WHAT TO PRODUCE
For each line of the material below, give that line again word for word.

STORED DATA
PR #345, opened 2023-11-22
made forceUndelegate queue a withdrawal for each strategy

Gajesh2007:


src/contracts/core/DelegationManager.sol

RESPONSE
PR #345, opened 2023-11-22
made forceUndelegate queue a withdrawal for each strategy

Gajesh2007:


src/contracts/core/DelegationManager.sol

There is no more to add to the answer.